A “Revolutionized” Supreme Court Term
Steven K. Green
Picture by Patrick Fore on Unsplash.
This article is part of our “Kennedy, Carson, and Dobbs: Law and Religion in Pressing Supreme Court Cases” series.
If you’d like to check out other articles in this series, click here.
The Supreme Court’s Term in 1991-1992 promised to be highly consequential. Two hot-button issues were on the Court’s docket — abortion and school prayer — and in both cases litigants and amici asked the justices to overturn established precedent. In Planned Parenthood v. Casey, that precedent was, of course, Roe v. Wade with its famous trimester analysis; in Lee v. Wiseman the precedent was Lemon v. Kurtzman with its infamous three-pronged test for analyzing Establishment Clause challenges. As we know from history, a majority of justices in both cases declined the invitation to disrupt constitutional doctrine.
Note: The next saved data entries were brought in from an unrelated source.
PR #2655, opened 2026-06-25
Bumps werelogs from 8.2.2 to 8.2.4 and bumps arsenal to 8.3.13

maeldonn:
Issue: ARSN-603

### DIFF
--- a/lib/storage/data/external/AwsClient.js
+++ b/lib/storage/data/external/AwsClient.js
@@ -102,10 +102,8 @@ class AwsClient {
                     applyRegion(err.region);
                     return;
                 }
-                this._logger.error('error during setup', {
-                    error: err,
-                    method: 'AwsClient.setup',
-                });
+                logHelper(this._logger, 'error', 'error during setup',
+                    err, this._dataStoreName, this.clientType);
                 throw err;
             }
         });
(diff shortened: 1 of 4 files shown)


lib/storage/data/external/AwsClient.js
```diff
@@ -102,10 +102,8 @@ class AwsClient {
                     applyRegion(err.region);
                     return;
                 }
-                this._logger.error('error during setup', {
-                    error: err,
-                    method: 'AwsClient.setup',
-                });
+                logHelper(this._logger, 'error', 'error during setup',
```
francoisferrand, line 105: nit: what is this `logHelper` ? what is the benefit vs direct call to log API (except reducing readability) ?
(it is used in this file, but not everywhere; the name does not indicate what it does; and the parameter seems to give lot of flexibility...)

francoisferrand (approved):

delthas (approved):

lib/storage/data/external/AwsClient.js
maeldonn: `logHelper` (in `external/utils.js`) is already used by all the other error logs here. It normalizes the backend error fields (`dataStoreName`, `backendType`, extended request IDs). This change adds the location name to the setup error log to align it with the rest, per CLDSRV-927.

In Casey, the three-justice plurality modified Roe’s trimester approach but retained the core constitutional right of reproductive freedom based on notions of personal liberty. In Lee, the majority avoided ruling on Lemon’s doctrinal viability, holding instead that prayers during graduation ceremonies placed coercive pressure on schoolchildren to participate in the religious exercises. Three justices — all appointed by Republican presidents — were key in the outcomes: Justices Sandra Day O’Connor, Anthony Kennedy, and David Souter. As the three justices wrote in their joint opinion in Casey, overturning settled precedent would not only undermine the notion of stare decisis (“let the decision stand”), it would also come at a “cost of both profound and unnecessary damage to the Court’s legitimacy, and to the Nation’s commitment to the rule of law.” A willing and unnecessary rejection of settled law, they opined, “would be nothing less than a breach of faith” with the American people and lead to “[t]he country’s loss of confidence in the Judiciary” (Casey, at 867-869).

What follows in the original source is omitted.